■ TASK REQUIREMENTS ■
Line tally for "server": state how many lines of the entries include it, with no other text.

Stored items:
PR #976, opened 2021-01-13
feature: Waypoint Server Upgrade command for supported server platforms

### LINKED ISSUE #612: waypoint reinstall/upgrade

briancain:
This pull request introduces a new CLI command: `waypoint server upgrade`. For each supported server platform, it attempts to upgrade the server image in place while preserving the original database. It also by default takes a snapshot of the sever prior to upgrading in the case of any failures.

■ WRITTEN RESPONSE ■
2